> **EXERCISE**
Which lines run from the one containing "Add new environment" through the end of the entries? Restate them word for word, and only those.

(Beginning of DATA TO USE)

PR #439, opened 2022-06-15
feat: add SD_STEP_NAME env variable

jacobtolar:
## Context

As a user, I want to access the current step name from code executing within the step. 

## Objective

Add new environment variable SD_STEP_NAME set before each ordinary step is executed run. Only set for ordinary user steps, not setup or teardown commands (during teardown, SD_STEP_NAME would be set to the last successfully executed step). If desired I could change this behavior.

## License

### DIFF
--- a/executor/executor.go
+++ b/executor/executor.go
@@ -138,9 +138,11 @@ func doRunSetupCommand(emitter screwdriver.Emitter, f *os.File, r io.Reader, set
 	return nil
 }
 
-func doRunCommand(guid, path string, emitter screwdriver.Emitter, f *os.File, fReader io.Reader) (int, error) {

(End of DATA TO USE)

> **RESPONSE TO THE EXERCISE**
Add new environment variable SD_STEP_NAME set before each ordinary step is executed run. Only set for ordinary user steps, not setup or teardown commands (during teardown, SD_STEP_NAME would be set to the last successfully executed step). If desired I could change this behavior.

## License

### DIFF
--- a/executor/executor.go
+++ b/executor/executor.go
@@ -138,9 +138,11 @@ func doRunSetupCommand(emitter screwdriver.Emitter, f *os.File, r io.Reader, set
 	return nil
 }
 
-func doRunCommand(guid, path string, emitter screwdriver.Emitter, f *os.File, fReader io.Reader) (int, error) {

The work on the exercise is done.